- About this exercise: Scan the entries below and extract each line with the word "utils" in it.

- Saved data entries:
PR #415, opened 2020-09-29
Define and support CareModel Enum

### LINKED ISSUE #223: add "model type" to enrollment (virtual, in person, hybrid)
"model" exists on FlattenedEnrollment, but not Enrollment.

**AC**
- Create enum for CareModel with values "In person", "Virtual", "Hybrid"
- Add `careModel` field to Enrollment, of type `CareModel`

### LINKED ISSUE #343: Add "not disclosed" option to race and ethnicity questions

### LINKED ISSUE #382: Special circumstances section: Group Disability, Dual Language and Foster youth into a section.
- All fields are required.
- rename receivingSpecialEducationServices to Special Education Services. Remove mention of IEP and IFSP in description.
- [maybe delete specialEducationServicesType]
- Add dual language learner to child model.
- Add "unknown/not disclosed" option for each. 
- Update form to look like:
Screen Shot 2020-09-28 at 4 26 37 PM

### LINKED ISSUE #383: Update homelessness form element
- make homelessness and all other booleans in template undefine-able (in template, and in downstream data models)

Field is required and link is added
Screen Shot 2020-09-25 at 4 21 12 PM

Link goes to https://eclkc.ohs.acf.hhs.gov/sites/default/files/learning-modules/homelessness-v2/module-4/story_content/external_files/HL%20Module%204%20Decision-Tool_Final%204_20_18.pdf
in a new tab.

### LINKED ISSUE #389: Update SR space types
Screen Shot 2020-09-28 at 3 48 18 PM

- Full-day "4" or "Full-day" or Full-day/Full-year" or "FD"
- School-day "5" or "School-day" or "School-day/School-year" or "SD"
- Part-day "6" or Part-day" or Part-day/Part-year" or "PD"
- Extended-day "7" or "Extended-day" or "Wraparound" or "ED"

### LINKED ISSUE #394: Remove Care 4 Kids tab on child records
Need to collect provider C4K ID as part of onboarding. 

and remove c4k bool on template and child model

### LINKED ISSUE #453: Update csvdownload link is success page to download user's entire roster (not based report id)
At least for point in time data collection, users will download their entire roster so link on success page should do that

### LINKED ISSUE #468: File download is implemented correctly – Downloading roster instead of enrollment report

bamader:
Adds a `CareModel` enum to the enrollment model and performs edits to boolean fields to allow them to be null (and to allow nulls to be interpreted as an 'Unknown/Not disclosed or collected' value). Moves several fields into a Special Circumstances page that allows children receiving disability services to have that recorded in the DB (also allows these values to be null).
Repairs CSV download link to export a provider's roster and not just an enrollment report, and updates SR funding types.

Note: I know we said we were going to stop adjusting the initial migration, but since this branch is modifying default values of fields used later on, updating the initial values (and permissions, where applicable, to allow nulls) in the first migration seemed the most appropriate.

Closes #223 
Closes #383 
Closes #343 
Closes #389 
Closes #453 
Closes #382 
Closes #468 
Closes #394


src/template/EnrollmentReportRow.ts
```diff
@@ -319,7 +320,7 @@ export class EnrollmentReportRow {
     example: 'Yes',
     section: SECTIONS.FAMILY_INFO,
   })
-  homelessness?: boolean = false;
+  homelessness?: boolean = null;
```
jlhogan, line 323: can these default to undefined or is there a specific reason we need to use null? Does ORM cast undefined and null to null in the DB?

client/src/components/Forms/FamilyAddress/Fields/Homelessness.tsx
```diff
@@ -1,20 +1,67 @@
...
+            ),
+            value: 'No',
+          },
+          {
+            render: (props) => (
+              <div>
+                <RadioButton text="Unknown/Not collected" {...props} />
+              </div>
+            ),
+            value: 'null',
```
jlhogan, line 62: should figure out if this value if used by screen readers -- if it is it should be something like `Unknown` ?

client/src/shared/models/CareModel.ts
```diff
@@ -0,0 +1,5 @@
+export enum CareModel {
```
jlhogan, line 1: does care model need a `Not disclosed option`?

client/src/components/Forms/FamilyAddress/Fields/Homelessness.tsx
```diff
@@ -1,20 +1,67 @@
...
+          else if (data == false) return 'No';
+          else return 'null';
+        }}
+        parseOnChangeEvent={(e) => {
+          if (e.target.value != 'null') return e.target.value == 'Yes';
+          else return null;
+        }}
+        inputComponent={RadioButtonGroup}
+        name="homelessness"
+        legend=""
```
mmazanec22, line 32: We cannot leave the legend blank for a fieldset.  It should be "Homelessness status" and we should remove the p tag on lines 15-17 (which was only there as a workaround for our weird single checkbox situation).

src/controllers/enrollmentReports/parse.ts
```diff
@@ -58,7 +58,7 @@ export function parseUploadedTemplate(file: Express.Multer.File) {
   const booleanProperties: string[] = [];
   const dateProperties: string[] = [];
   Object.entries(new EnrollmentReportRow()).forEach(([prop, value]) => {
-    if (typeof value === 'boolean') {
+    if (typeof value == 'boolean') {
```
mmazanec22, line 61: Why this change?

src/template/EnrollmentReportRow.ts
bamader: From my experiments and trials yesterday, we do need null instead of undefined because of the way that we want to do defaults. A migration can handle a `DEFAULT NULL` but defaulting to an undefined seemed to cause issues in the table (not sure if it was because of a constraint or the way things get cast/allocated). Happy to research more on this though.

client/src/components/Forms/FamilyAddress/Fields/Homelessness.tsx
bamader: Mmm good call. Frankly `unknown` is a better descriptor than null anyway.

client/src/shared/models/CareModel.ts
bamader: Good question...I don't actually know the answer. Should we check with Ryan? It's not hard to put one in.

client/src/components/Forms/FamilyAddress/Fields/Homelessness.tsx
bamader: Ooooh didn't know it was a weirdness hack. Can def change the legend. (I also noticed some other places there should be a legend instead of a `p` tag, so I'll swap those out as I clean up more variables).

src/controllers/enrollmentReports/parse.ts
bamader: Cuz I was experimenting with how to get the DB to accept the null and forgot to change this back!

src/template/EnrollmentReportRow.ts
jlhogan: the migration is sql, so there is no such thing as undefined. but making the DB table have a null default is separate from the default value of the mapped entity property. I was just wondering if leaving the migration and DB table as is, this entity property could just be `homelessness?: boolean` without the null default

client/src/components/Forms/FamilyAddress/Fields/Homelessness.tsx
mmazanec22: Yeah *someone* should have totally left a comment when they implemented this.  (It was me, I should have left a comment-- thanks for cleaning this up :smile: )

src/template/EnrollmentReportRow.ts
bamader: Oh my b, I thought you meant something different. I'm pretty sure it can. I only made that change because it was initially a default of false which is now different than our unknown state. Will get rid of the null!

bamader: Actually, it seems like I can't get rid of that. I've run through all of these PR review changes, and eliminating the default null causes errors when trying to parse an uploaded file. Do you think that's a problem or just a quirk that's okay to leave alone?

client/src/shared/models/CareModel.ts
```diff
@@ -0,0 +1,6 @@
...
+  inPerson = 'In-person',
```
jlhogan, line 2: I believe wejust heard from OEC about a language change here, right @RyanHansz 
they are calling "virtual" something else

src/entity/Child.ts
```diff
@@ -110,22 +112,17 @@ export class Child implements ChildInterface {
...
 
-  @Column({ default: false })
-  receivesC4K?: boolean = false;
+  @Column({ nullable: true, default: null })
+  foster?: boolean;
 
-  @Column({ default: false })
-  receivesSpecialEducationServices?: boolean;
+  @Column({ nullable: true, default: null })
+  receivesC4K?: boolean;
```
jlhogan, line 122: remove this column while you're in here making changes to the SQL? :)

jlhogan (commented):
Let's confirm with ryan where the special circumstances stuff should go. Unclear frm ticket, and looks like you've added it to it's own tab. My interpretation was that it should go in the child demographics tab. @RyanHansz 

Other than that, one small data change that I think would be grate to make along with all of these database changes  (removing `recievesC4k` from child) and one small copy change that doesn't need to be merged at the same time as these because changing the value of an enum string no longer requires a DB change!! :)

client/src/shared/models/CareModel.ts
RyanHansz: Yep its the child info tab. And I forgot to copy the definition from the zoom chat so I had to email to follow up

src/entity/Child.ts
bamader: You got it! Only reason I didn't pull it out yet was because I didn't know what provider level to put it at, but that has nothing to do with the fact that child records don't need the tab anymore!

client/src/shared/models/CareModel.ts
bamader: Whoops my bad. Back into child info they go!

src/entity/Child.ts
bamader: Should I also delete the care4kids fieldset and form? Or just comment it out and leave it in there for whatever provider level needs it?

jlhogan: delete, we are not exposing any provider-level data collection via the application

client/src/components/Forms/ChildInfo/Fields/DualLanguageLearner.tsx
```diff
@@ -0,0 +1,59 @@
...
+        else return null;
+      }}
+      inputComponent={RadioButtonGroup}
+      name="dualLanguageLearner"
+      legend="Dual Language Learner"
+      showLegend
+      options={[
+        {
+          render: (props) => (
+            <div>
```
mmazanec22, line 33: Why put the radio buttons in divs?

client/src/components/Forms/ChildInfo/Fields/Ethnicity.tsx
```diff
@@ -18,33 +18,39 @@ export const EthnicityField: React.FC = () => {
...
           render: (props) => (
             <RadioButton text="Not Hispanic or Latinx" {...props} />
           ),
-          value: 'no',
+          value: 'No',
         },
         {
           render: (props) => (
-            <RadioButton text="Hispanic or Latinx" {...props} />
+            <RadioButton text="Unknown/Not Collected" {...props} />
```
mmazanec22, line 51: Capitalization isn't consistent with other unknown/not collected value.  @RyanHansz we're using sentence casing right?  So "Unknown/not collected"?

mmazanec22: Maybe worth sticking a const somewhere in utils with this text so we don't have to retype it

client/src/components/Forms/ChildInfo/Fields/Foster.tsx
```diff
@@ -0,0 +1,59 @@
...
+  FormField,
+  RadioButtonGroupProps,
+  RadioButtonGroup,
+  RadioButton,
+} from '@ctoec/component-library';
+import { Child } from '../../../../shared/models';
+import { getValidationStatusForField } from '../../../../utils/getValidationStatus';
+
+export const Foster: React.FC = () => (
+  <>
```
mmazanec22, line 12: We don't need to wrap this in a fragment <></> component bc it no longer has sketchy nested p tag trying to look like a label!

client/src/components/Forms/ChildInfo/Fields/Race.tsx
```diff
@@ -37,20 +38,38 @@ const raceOptions: { label: string; field: RaceField }[] = [
...
+    !!record.at('nativeHawaiianOrPacificIslander') ||
+    !!record.at('white')
+  );
+};
+
 /**
  * Component for entering the race of a child in an enrollment.
  */
 export const RaceField: React.FC = () => {
+  const [notDisclosed, setNotDisclosed] = useState(true);
```
mmazanec22, line 61: This is really nicely done!

client/src/components/Forms/ChildInfo/Form.tsx
```diff
@@ -70,7 +75,12 @@ export const ChildInfoForm = ({
       <RaceField />
       <EthnicityField />
       <GenderField />
-      <FosterCheckbox />
+
+      {!hideHeader && <h2>Special circumstances</h2>}
```
mmazanec22, line 79: This would be an h3 since it's nested under child info-- and not necessary to hide bc it's not duplicative of anything (which is what's going on with the other hide header-- it duplicates the h2 provided by step list).  But really grouped form elements should go in a fieldset together with a legend.

src/entity/Child.ts
```diff
@@ -76,29 +76,31 @@ export class Child implements ChildInterface {
...
 
-  @Column({ nullable: true })
+  @Column({ nullable: true, default: false })
   @ChildRaceIndicated()
   white?: boolean;
 
-  @Column({ nullable: true })
-  @IsNotEmpty()
-  // No default value because this is a radio button
+  @Column({ nullable: true, default: true })
```
mmazanec22, line 99: Hmm, so by default someone has to uncheck this box to check another box?  Seems like they should all default to undefined maybe?

jlhogan: i think we should leave the data values as they are, because we want this to be the deafult state. I think the fix should be in the form of improving how the checkboxes work -- that is, automatically un-checking this one if any of the others are clicked, and automatically checking it if none of the others are checked. I am working on checkbox gruop refactor to make this easier, hoping to land it after the weekend.

client/src/components/Forms/ChildInfo/Fields/DualLanguageLearner.tsx
bamader: I think that's how they were in the form I copied the basic structure of the button group from. Do you think I should pull them out of the divs and just have them by themselves?

client/src/components/Forms/ChildInfo/Fields/Ethnicity.tsx
bamader: Good call. A constant stuck in client utils will resolve both of these things at once.

client/src/components/Forms/ChildInfo/Fields/Foster.tsx
bamader: YOU HAVE NO POWER HERE SKETCHINESS

client/src/components/Forms/ChildInfo/Fields/Race.tsx
bamader: Thanks 😄 ! I was actually trying to create more of the functionality Julia described below (with checking and unchecking other boxes) but this wound up creating state variables to track state variables to track state variables, so I was like ehhh something here is probably better left to a checkbox change.

src/entity/Child.ts
bamader: @mmazanec22 This value is default only in the sense that if a provider uploads data with no race fields indicated, then the `raceNotDisclosed` field is the only one that's true. If a provider uploads data where any of the race fields at all are checked, then this default of true is overwritten by the `map` file's creation of a specific child record for the data, because `map` invokes a function called `anyRaceDisclosed` which changes the value of `notDisclosed` to false if any race is provided. I was actually trying for a bit to do what Julia is describing, but it wound up involving state variables to track other state variables and devolved into a gross mess, so the fix probably is in the checkboxes themselves.

client/src/components/Forms/ChildInfo/Fields/DualLanguageLearner.tsx
mmazanec22: Yeah, unless there's some compelling layout case, we should ditch em-- no reason to nest elements if we don't need to.  Excessive nesting => slowness; inconsistent component use => hard to debug styling issues.

src/entity/Child.ts
jlhogan: extends CheckboxProps | FormFieldProps<any, CheckboxProps, any>

bamader: It seems like there's two questions there. One is why can't booleans be `undefined` instead of false. I did a lot of experimenting with how to store values and defaults in the DB since we want to allow interpreting null as something meaningful, and I found that using undefined causes problems with how the client interprets a value that gets stored. I believe (supported by a small sample of research) this is because the migration sets up the field to allow and default to null, but trying to store an `undefined` in the table doesn't register as filling that record, which causes problems when we try to display, for example, the EditRecord for a child. On the other hand, using true and false to initialize the boolean and then overwriting it with whatever value comes in from the upload plays perfectly with the system. It may not be perfect, but that was at least my understanding as I tried the different permutations.

The second question I'm seeing is does `raceNotDisclosed` actually need to be its own field, or can we just interpret the lack of all other race fields as not disclosed. I think here, too, we actually do the need field. There are a number of places in the code where having an explicit field for this property makes things consistent, neater, or easier to integrate. Our validations require explicit field names to make sure appropriate fields get checked. We use field names to generate race options on the page, extracting labels from the fields themselves. We also use the explicit field label of `raceNotDisclosed` to control the state variables that enable or disable other checkboxes. It could def be possible to rewrite these without the explicit field (though the disable control is difficult because each checkbox doesn't know about the others), but to me this seemed the easiest and most consistent way.

Thoughts?

jlhogan: sounds fine. I think this needs to get merged, since it's closing a bajillion tickets at this point. we can tweak it later if necessary

jlhogan (approved):

mmazanec22 (approved):

PR #416, opened 2020-09-29
407 org provider site

### LINKED ISSUE #407: MultiOrganization entity
Create a DB entity that relates multiple organizations

thought: should we just rename the existing "community" entity, as this is _not_ part of point in time launch and already has related permissions object etcc

Currently blocked by OEC's lack of definition.

jlhogan:
closes #407 

THe last commit is just a hand wave at what might be a good place to add convenience interpretation of the permissions from the server; whenever we get to actually implementing features relying on this stuff (deleting roster data with new upload, displaying multi-provider/multi-site rosters, creating new enrollments) I would expect the UserContext stuff to change again depending on what is actually needed and most useful!


mmazanec22 (approved):

src/controllers/users.ts
```diff
@@ -1,12 +1,14 @@
-import { User, Site, Organization } from '../entity';
+import { User, Site, Provider, Organization } from '../entity';
 import { getManager } from 'typeorm';
 
 export const addDataToUser = async (user: User) => {
-  const [sites, organizations] = await Promise.all([
+  const [sites, providers, organizations] = await Promise.all([
     getManager().findByIds(Site, user.siteIds || []),
+    getManager().findByIds(Provider, user.providerIds || []),
```
kmagida110, line 7: Random question, why are there no orgs here?

client/src/shared/models/db/Community.ts
```diff
@@ -1,7 +0,0 @@
-import { Organization } from '.';
```
kmagida110, line 1: Will we be adding a model for a geographic location once we figure out what that would be, ZIP/Town/County etc.

kmagida110 (approved):
From what I know this looks like the right structure, I have a few questions but nothing blocking.

src/controllers/users.ts
jlhogan: b/c i messed up :)

client/src/shared/models/db/Community.ts
jlhogan: Not sure, right now in the system we only are collecting regions for sites which enabled funding reporting. Ultimately if this is going to be the system of record for all thngs provider, then yes we will need to track addresses here as well. I think in a dream world, this is the system of record for enrollment info and there is a separate one for provider info, and this talks to that. But that's so many sprints into a future that i think the answer is yes we should probably capture address data for all entities ? @RyanHansz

- Task response:
mmazanec22: Maybe worth sticking a const somewhere in utils with this text so we don't have to retype it
+import { getValidationStatusForField } from '../../../../utils/getValidationStatus';
bamader: Good call. A constant stuck in client utils will resolve both of these things at once.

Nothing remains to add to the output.